# Work instruction
Which lines of the records contain the word "more"? Show each of them.

# Data
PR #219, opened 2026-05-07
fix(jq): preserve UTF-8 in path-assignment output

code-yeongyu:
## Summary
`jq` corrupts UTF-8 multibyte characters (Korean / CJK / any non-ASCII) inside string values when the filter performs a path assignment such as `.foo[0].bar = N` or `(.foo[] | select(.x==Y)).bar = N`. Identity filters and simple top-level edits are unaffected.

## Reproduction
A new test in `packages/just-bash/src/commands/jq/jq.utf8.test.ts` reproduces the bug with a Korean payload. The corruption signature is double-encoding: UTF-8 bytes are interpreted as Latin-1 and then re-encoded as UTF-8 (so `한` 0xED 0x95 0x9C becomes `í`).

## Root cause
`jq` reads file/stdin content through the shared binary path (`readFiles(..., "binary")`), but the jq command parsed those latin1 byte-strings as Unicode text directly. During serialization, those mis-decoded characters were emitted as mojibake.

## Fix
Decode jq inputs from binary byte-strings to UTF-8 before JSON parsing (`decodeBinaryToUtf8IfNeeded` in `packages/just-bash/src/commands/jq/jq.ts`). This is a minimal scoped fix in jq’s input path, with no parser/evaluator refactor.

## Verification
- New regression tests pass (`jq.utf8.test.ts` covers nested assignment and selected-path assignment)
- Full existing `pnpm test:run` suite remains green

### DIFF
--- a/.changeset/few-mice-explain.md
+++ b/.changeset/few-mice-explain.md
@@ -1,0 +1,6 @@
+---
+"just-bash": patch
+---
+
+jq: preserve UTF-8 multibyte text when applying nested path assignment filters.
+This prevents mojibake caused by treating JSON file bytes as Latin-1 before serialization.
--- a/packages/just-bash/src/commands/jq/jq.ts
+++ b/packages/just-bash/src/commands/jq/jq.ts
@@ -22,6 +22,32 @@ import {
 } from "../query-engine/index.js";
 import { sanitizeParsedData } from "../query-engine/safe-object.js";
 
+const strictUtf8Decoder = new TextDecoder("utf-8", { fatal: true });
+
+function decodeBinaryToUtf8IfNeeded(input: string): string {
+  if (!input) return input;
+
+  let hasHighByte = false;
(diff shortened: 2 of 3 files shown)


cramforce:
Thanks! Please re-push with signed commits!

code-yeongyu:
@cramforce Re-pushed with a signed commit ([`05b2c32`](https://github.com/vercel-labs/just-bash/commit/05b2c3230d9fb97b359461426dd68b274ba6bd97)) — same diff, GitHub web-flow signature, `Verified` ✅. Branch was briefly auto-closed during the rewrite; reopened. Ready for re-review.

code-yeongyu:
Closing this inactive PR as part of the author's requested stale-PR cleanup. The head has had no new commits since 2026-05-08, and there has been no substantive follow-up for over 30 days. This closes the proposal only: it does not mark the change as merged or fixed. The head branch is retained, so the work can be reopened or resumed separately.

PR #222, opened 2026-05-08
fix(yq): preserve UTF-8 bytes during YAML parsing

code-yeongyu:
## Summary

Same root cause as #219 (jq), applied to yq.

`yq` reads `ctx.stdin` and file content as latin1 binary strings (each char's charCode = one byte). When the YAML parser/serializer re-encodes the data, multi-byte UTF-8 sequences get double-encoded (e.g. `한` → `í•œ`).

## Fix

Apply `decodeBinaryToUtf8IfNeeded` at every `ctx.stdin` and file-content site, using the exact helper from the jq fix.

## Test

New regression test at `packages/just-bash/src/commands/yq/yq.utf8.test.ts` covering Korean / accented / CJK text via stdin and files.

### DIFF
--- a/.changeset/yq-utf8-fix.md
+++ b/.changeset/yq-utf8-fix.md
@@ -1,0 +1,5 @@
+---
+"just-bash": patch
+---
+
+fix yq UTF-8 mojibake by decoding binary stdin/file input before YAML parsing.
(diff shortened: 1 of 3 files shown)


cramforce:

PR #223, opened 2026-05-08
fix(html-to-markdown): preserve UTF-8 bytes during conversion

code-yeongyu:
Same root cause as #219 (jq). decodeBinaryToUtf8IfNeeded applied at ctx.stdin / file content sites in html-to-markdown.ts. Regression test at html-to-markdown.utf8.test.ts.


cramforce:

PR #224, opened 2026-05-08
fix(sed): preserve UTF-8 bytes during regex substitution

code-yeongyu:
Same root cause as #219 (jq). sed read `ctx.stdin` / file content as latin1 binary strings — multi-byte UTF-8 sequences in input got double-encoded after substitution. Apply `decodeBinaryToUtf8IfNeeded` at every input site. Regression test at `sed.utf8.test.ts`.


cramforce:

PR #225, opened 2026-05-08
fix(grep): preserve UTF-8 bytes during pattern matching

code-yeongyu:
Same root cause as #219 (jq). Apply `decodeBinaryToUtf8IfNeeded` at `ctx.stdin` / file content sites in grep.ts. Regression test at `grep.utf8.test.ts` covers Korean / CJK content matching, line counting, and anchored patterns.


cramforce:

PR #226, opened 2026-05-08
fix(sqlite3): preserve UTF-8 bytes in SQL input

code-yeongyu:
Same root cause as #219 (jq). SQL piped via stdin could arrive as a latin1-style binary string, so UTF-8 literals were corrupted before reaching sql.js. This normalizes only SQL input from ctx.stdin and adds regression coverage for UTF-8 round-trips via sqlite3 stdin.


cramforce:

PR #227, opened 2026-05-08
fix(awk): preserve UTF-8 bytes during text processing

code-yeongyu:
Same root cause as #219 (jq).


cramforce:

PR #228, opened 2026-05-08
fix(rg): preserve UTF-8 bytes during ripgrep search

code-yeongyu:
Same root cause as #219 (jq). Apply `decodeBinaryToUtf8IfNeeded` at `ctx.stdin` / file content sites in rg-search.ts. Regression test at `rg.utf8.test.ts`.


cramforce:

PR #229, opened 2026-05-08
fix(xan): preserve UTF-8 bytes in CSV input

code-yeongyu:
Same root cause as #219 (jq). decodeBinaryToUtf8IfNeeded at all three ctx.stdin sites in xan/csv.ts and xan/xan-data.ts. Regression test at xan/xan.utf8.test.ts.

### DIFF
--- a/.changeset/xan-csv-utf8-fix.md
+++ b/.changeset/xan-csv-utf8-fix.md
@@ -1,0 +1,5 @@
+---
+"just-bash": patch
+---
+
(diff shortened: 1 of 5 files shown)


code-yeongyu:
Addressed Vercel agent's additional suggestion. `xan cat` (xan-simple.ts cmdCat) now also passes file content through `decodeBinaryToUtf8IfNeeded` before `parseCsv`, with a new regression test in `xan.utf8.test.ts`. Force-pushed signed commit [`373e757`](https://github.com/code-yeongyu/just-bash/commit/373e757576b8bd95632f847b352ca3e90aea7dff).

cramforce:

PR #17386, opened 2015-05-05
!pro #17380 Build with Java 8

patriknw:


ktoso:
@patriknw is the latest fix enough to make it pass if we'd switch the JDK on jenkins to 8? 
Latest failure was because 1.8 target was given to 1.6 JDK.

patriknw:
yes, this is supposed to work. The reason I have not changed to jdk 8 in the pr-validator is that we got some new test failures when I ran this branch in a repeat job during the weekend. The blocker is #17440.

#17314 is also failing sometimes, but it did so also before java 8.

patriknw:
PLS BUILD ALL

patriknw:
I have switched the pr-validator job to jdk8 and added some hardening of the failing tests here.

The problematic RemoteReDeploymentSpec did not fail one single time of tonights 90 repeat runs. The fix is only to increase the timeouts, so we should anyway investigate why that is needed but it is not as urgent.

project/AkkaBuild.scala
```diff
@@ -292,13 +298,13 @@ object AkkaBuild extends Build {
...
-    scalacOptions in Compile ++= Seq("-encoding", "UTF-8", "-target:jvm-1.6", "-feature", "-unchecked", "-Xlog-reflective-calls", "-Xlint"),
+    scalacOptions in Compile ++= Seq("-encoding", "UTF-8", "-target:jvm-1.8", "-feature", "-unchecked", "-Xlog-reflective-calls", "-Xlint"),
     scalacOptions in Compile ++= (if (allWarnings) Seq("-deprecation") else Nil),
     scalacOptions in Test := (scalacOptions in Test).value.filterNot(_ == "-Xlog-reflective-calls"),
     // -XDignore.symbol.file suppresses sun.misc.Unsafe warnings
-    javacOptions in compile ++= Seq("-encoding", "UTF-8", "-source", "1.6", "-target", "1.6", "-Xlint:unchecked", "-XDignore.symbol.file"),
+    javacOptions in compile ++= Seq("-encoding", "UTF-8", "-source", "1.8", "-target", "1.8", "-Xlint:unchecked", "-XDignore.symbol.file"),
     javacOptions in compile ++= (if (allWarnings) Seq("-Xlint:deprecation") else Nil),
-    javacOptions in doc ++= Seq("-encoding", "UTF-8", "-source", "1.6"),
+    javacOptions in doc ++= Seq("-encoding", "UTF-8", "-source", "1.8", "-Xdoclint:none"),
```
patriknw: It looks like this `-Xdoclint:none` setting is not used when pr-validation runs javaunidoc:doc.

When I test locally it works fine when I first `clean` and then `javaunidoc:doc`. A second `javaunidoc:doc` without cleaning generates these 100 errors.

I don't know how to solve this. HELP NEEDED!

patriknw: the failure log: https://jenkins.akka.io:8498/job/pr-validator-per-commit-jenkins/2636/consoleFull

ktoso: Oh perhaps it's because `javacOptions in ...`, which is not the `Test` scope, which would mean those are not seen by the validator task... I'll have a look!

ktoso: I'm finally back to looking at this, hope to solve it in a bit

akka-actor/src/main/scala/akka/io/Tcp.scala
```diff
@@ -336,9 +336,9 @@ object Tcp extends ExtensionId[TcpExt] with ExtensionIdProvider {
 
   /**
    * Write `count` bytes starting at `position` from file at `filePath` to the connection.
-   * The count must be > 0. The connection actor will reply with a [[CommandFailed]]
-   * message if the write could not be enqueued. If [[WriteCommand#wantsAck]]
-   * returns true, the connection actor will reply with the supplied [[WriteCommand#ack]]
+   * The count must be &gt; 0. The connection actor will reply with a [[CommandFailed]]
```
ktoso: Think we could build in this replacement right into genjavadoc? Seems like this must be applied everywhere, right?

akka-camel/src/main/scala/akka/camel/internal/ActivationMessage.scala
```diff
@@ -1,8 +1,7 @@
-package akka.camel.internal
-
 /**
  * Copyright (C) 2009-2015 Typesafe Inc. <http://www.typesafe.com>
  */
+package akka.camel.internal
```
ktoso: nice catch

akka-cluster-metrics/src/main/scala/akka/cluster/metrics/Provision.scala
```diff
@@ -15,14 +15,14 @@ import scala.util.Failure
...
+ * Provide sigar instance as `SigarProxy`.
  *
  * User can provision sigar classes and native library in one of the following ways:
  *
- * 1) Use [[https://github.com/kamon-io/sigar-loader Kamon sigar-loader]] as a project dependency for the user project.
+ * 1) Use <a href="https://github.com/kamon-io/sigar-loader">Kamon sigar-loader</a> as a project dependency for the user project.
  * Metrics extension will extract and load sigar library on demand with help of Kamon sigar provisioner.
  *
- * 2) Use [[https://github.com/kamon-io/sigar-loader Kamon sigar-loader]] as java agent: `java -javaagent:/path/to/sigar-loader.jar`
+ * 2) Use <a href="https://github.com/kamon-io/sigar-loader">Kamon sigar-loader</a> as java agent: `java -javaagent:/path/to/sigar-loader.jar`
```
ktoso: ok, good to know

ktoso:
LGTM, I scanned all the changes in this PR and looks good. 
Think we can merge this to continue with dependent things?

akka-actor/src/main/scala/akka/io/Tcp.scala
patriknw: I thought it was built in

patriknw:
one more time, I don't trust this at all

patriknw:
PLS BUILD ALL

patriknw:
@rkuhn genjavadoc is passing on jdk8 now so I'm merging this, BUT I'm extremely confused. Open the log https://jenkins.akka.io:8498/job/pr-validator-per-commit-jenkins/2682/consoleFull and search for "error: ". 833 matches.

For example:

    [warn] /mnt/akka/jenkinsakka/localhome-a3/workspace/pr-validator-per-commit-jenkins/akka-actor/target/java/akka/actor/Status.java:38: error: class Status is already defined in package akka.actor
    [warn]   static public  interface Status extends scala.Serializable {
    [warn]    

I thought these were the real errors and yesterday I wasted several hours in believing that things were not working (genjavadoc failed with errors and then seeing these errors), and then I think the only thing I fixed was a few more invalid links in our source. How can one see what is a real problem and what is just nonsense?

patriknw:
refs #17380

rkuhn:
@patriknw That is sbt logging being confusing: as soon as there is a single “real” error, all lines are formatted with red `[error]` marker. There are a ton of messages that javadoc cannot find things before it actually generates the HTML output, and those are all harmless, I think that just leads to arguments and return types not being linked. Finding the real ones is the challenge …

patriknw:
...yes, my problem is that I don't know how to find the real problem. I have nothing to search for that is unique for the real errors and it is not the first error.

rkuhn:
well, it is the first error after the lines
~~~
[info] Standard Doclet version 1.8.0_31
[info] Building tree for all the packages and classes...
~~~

# Written solution
one more time, I don't trust this at all
I thought these were the real errors and yesterday I wasted several hours in believing that things were not working (genjavadoc failed with errors and then seeing these errors), and then I think the only thing I fixed was a few more invalid links in our source. How can one see what is a real problem and what is just nonsense?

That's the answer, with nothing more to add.